Babies are crazy.
Why can I love someone so much and be so completely frustrated by them?
Why can I wish to be alone and then the moment they leave want them back immediately?
Why are bowel movements at the top of my priority list?
These are the things I scream at myself when I’m trying to pee alone.
Being a mom is the greatest. But it’s so easy to complain. Because, let’s be honest, getting pooped on after you’ve had your first shower in 3 days is ridiculous by any standard. It’s so easy to talk about the horrific things that happen. And things get horrific, daily.
But sometimes I remember why this motherhood thing is so amazing.

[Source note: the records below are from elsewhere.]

PR #675, opened 2024-02-27
Remove newlines

micahjmartin:
Remove all excess newlines from tomes
remove redundant tomes (hostname and get_net_info)
clean up table printing on a few tomes


tavern/tomes/ifconfig/main.eldritch
```diff
@@ -1,8 +1,26 @@
...
+        for i, f in enumerate(r):
+            counts[i] = max(len(f), counts[i])
+    # Print the columns
+    for r in rows:
+        row = []
+        for i, c in enumerate(r):
+            row.append(rpad(c, counts[i]+2))
+        print("".join(row))
+
 def ifconfig():
```
hulto, line 17: Let's rename the tome from ifconfig to something less loaded like `get_net_info` or `network_recon`
Then in the future if we have other net info like trace route we can include it here as well.

tavern/tomes/persist_service/main.eldritch
```diff
@@ -216,13 +216,12 @@ def persist_service(service_name, service_desc, executable_name, executable_url)
         executable_path = "/var/root/"+executable_name
         launch_daemon(service_name, executable_path, executable_url)
     else:
-        print("OS not supported\n")
+        print("OS not supported")
```
hulto, line 219: switch to eprint

tavern/tomes/process_list/main.eldritch
```diff
@@ -8,19 +8,32 @@ def pad_username (username):
...
     procs = process.list()
 
-    print(pad_pid("PID"))
-    print(pad_pid("PPID")) 
-    print(pad_username("username"))
-    print("command\n")
-
-    for proc in procs:
+    rows = [["PID", "PPID", "USER","COMMAND"]]
+    for proc in sorted(procs, key=lambda x:x["pid"]):
```
hulto, line 36: Sorting by PID? smh - if possible we should sort by spawn time (which i think is the default unsure thogh)

tavern/tomes/process_list/main.eldritch
```diff
@@ -30,11 +43,14 @@ def process_list(cmd_substring):
...
 
-            print(pad_pid(current_proc_pid))
-            print(pad_pid(current_proc_ppid))
-            print(pad_username(current_proc_username))
-            print(current_proc_command.replace("\n","\\n")+"\n")
+            rows.append([
+                str(proc['pid']),
+                str(proc['ppid']),
+                proc['username'],
+                current_proc_command.replace("\n","\\n")[:80] # trim absurdly long cmds
```
hulto, line 50: I'd rather not trim the command - in tavern we don't wrap so it won't look gross.
But if we avoid truncating that's more searchable fields.
Good for situations like REALLY long java commands with a "PASSWORD" arg.

hulto (approved):
Okay let the freeze begin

Like when your toddler is the only one who thinks your jokes are funny. Or when he says “I love mommy” for the first time. Or that feeling of holding a newborn and knowing they’re completely dependent on you. It feels so big. So weighty. And so
But also, there’s so much pressure.
I don’t know about you, but my mom is awesome. I have so many great childhood memories and sometimes I feel like I can’t give my kids what I had as a child. My mom didn’t put this pressure on me. I put it on myself when I’m having a bad day. You know the kind of day I’m talking about. Everyone is cranky, my toddler somehow forgot that he’s expected to do things like walk or eat (unless he sees a piece of chocolate), and I have to make up things to do so I can justify loading up the car and getting out of this pit of a house that I don’t want to clean.

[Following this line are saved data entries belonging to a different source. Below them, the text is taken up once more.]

PR #678, opened 2024-02-28
[bug] eldritch_at_creation optional

KCarretto:
#### What type of PR is this?
/kind bug

MySQL LONGTEXT can't have a default value, so make it optional instead


Cictrone (approved):

hulto (approved):
Looking good

PR #689, opened 2024-03-02
fix(beacon): Add quick fix to add filter for beacons

cmp5987:
#### What type of PR is this?

/kind feature

- Kyle begged
- We want to filter beacons to show one per host


Cictrone (approved):

hulto (approved):
go!

PR #693, opened 2024-03-06
[feature] Enable Quest Tasks Relay Connection

### LINKED ISSUE #692: [feature] Add sub field filtering for quests
We want to expand the filtering allowed on the quest page. We want to add the beacon filter bar to the quest page. We want the counts of tasks associated with a quest to change when filters are applied. This would mean that rather than just filtering out a quest if it matches a filter, we also want to return the quest and then the number of tasks for that quest which match

- update the graphql query for filters to allow you to provide filters to tasks 

Rough example:
query GetQuests($where: QuestWhereInput){
  quests{
    edges{
      node{ 
        tasks(where:$where){
          Id
  }}}}}

 We could write a 2nd query to get tasks for each quests returned and await for the response of both to display results.

KCarretto:
#### What type of PR is this?
/kind feature

Updates the `tasks` subfield on `Quest` to be a Relay Connection, enabling nested filters and pagination.

Fixes #692


cmp5987 (approved):
Added UI fixes and updated quest view to use sub filter

PR #694, opened 2024-03-08
BSOD :imp: 

jabbate19:
#### What type of PR is this?
/kind feature
/kind eldritch-function

Silly goofy lil break

N/A


hulto:
I don't think this will be useful outside of red vs blue competitions.
Is a good meme though 😎

PR #696, opened 2024-03-10
We support proxies woot

hulto:
#### What type of PR is this?
/kind feature

Adds support for http and https proxies in Imix

fixes https://github.com/spellshift/realm/issues/705


Cictrone (dismissed):

implants/imix/src/config.rs
```diff
@@ -100,13 +113,52 @@ impl Default for Config {
                         "failed to parse retry interval constant, defaulting to 5 seconds: {_err}"
                     );
 
-                    5_u64
+                    5
```
Cictrone, line 116: is there a reason we removed the type hint?

Cictrone (approved):
just one question/nit

implants/imix/src/config.rs
hulto: Yeah it confused me and I deleted it broke everything and so this is my attempt to confuse less ppl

Then there are the social media moms that have it all together and plan activities like “sensory tables” while their children eat carrot sticks and sing hymns. Don’t get me wrong, I think all those things are wonderful and my goal is to have well-behaved, Jesus-loving, vegetable-eating children. But when we’re having one of those difficult days, that feels like pressure.

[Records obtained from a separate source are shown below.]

PR #697, opened 2024-03-10
Cp add quest beacon filter

cmp5987:
#### What type of PR is this?

/kind feature

- Adds beacon filter to quest view
- Filters down counts of quests' tasks by beacon filter
- Moves useQuest to global hooks
- Adds optional pagination to useQuest
- Adds fetching of location state to useQuests
- Adds filtering to CreateQuestDropdown to only match current Quest Beacon Filters

#### Screenshots
Screenshot 2024-03-10 at 12 09 21 AM
Screenshot 2024-03-10 at 12 09 17 AM
Screenshot 2024-03-10 at 12 09 11 AM
Screenshot 2024-03-10 at 12 09 04 AM


hulto (approved):
Looking stellar ✨

raynecafaro (approved):
Looks like javascript

PR #712, opened 2024-03-14
File Write Tome

### LINKED ISSUE #710: file write tome
- A lot of commands I needed to run via shell (pfctl, writing a file, etc.) it would be great to address those gaps - [0.1.1]
	- **Create a write file tome to write an arbitrary string to a location on disk as a file with specified name**
	
	
	
Create a tome that takes two input_params
`content` and `path` such that the tome will write content to the destination file.

- If the file doesn't exist it should be created.
- If the file does exist it should be deleted and then written.
- If the contents of the file are already equal to `content` the tome should print a success message indicating so.
- The tome should error if the parent dir doesn't exist
- The tome should error if it's unable to write to the dest file

Cictrone:
#### What type of PR is this?

/kind feature

We never exposed the `file.write` function to a tome. Which is useful.

Fixes #710

### DIFF
--- a/tavern/tomes/file_write/main.eldritch
+++ b/tavern/tomes/file_write/main.eldritch
@@ -1,0 +1,26 @@
+
+def main():
+    new_file_path = input_params['path']
+    new_file_parent_dir = file.parent_dir(new_file_path)
+    new_file_content = input_params['content']
+
+    # if file parent directory does not exist, error and exit.
+    if not file.exists(new_file_parent_dir):
+        eprint(f"[ERROR]: Parent Directory for File does not exist at path: '{new_file_path}'.")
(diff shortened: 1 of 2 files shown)


tavern/tomes/file_write/main.eldritch
```diff
@@ -0,0 +1,26 @@
+
+def main():
+    new_file_path = input_params['path']
+    new_file_parent_dir = file.parent_dir(new_file_path)
+    new_file_content = input_params['content']
+
+    # if file parent directory does not exist, error and exit.
+    if not file.exists(new_file_parent_dir):
+        eprint(f"[ERROR]: Parent Directory for File does not exist at path: '{new_file_path}'.")
```
KCarretto, line 9: remove `:` >:(

PR #720, opened 2024-03-22
[bug] Allow GraphQL & CDN to be accessed by unactivated users

KCarretto:
#### What type of PR is this?
/kind bug

Allows `/graphql` and `/cdn/` endpoints to be accessed by unactivated users. In the case of GraphQL, it performs it's own authorization such that unactivated users can run the `me` query and see their own information. For `/cdn/` only file downloads may be unauthenticated and unactivated, since currently Agents do not perform any authentication.


hulto (commented):
Are we still locking unapproved users to the /me endpoint?

hulto (approved):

Again, the pressure comes from an idea in my own mind of how things should be. Those moms have bad days too. Why do I feel bad about myself when they share their happy moments? It should be encouraging. Should.
My mom gave me some advice when I was venting my frustration to her. She told me to accomplish one thing a day. Whether it’s taking the kids to the park or simply folding the laundry I’ve been neglecting (or covering Daniel’s shift at the Coffee Barn so he can have alone time with the babies, because it feels SO nice to get out of the house). One thing. It sounds easy but some days it feels like a huge accomplishment. And it is big! Because as a mom, I didn’t just do one thing. I did one thing on top of all the necessary daily tasks that are involved in keeping little humans fed, clothed, clean(ish), and alive.
If you can relate, I hope this is an encouragement to you. And If you have a particularly horrifying mom story PLEASE share. Is it wrong that I love those kinds of stories? It makes me feel normal. And if that’s twisted I really don’t care. Excuse me while I go snuggle my babies.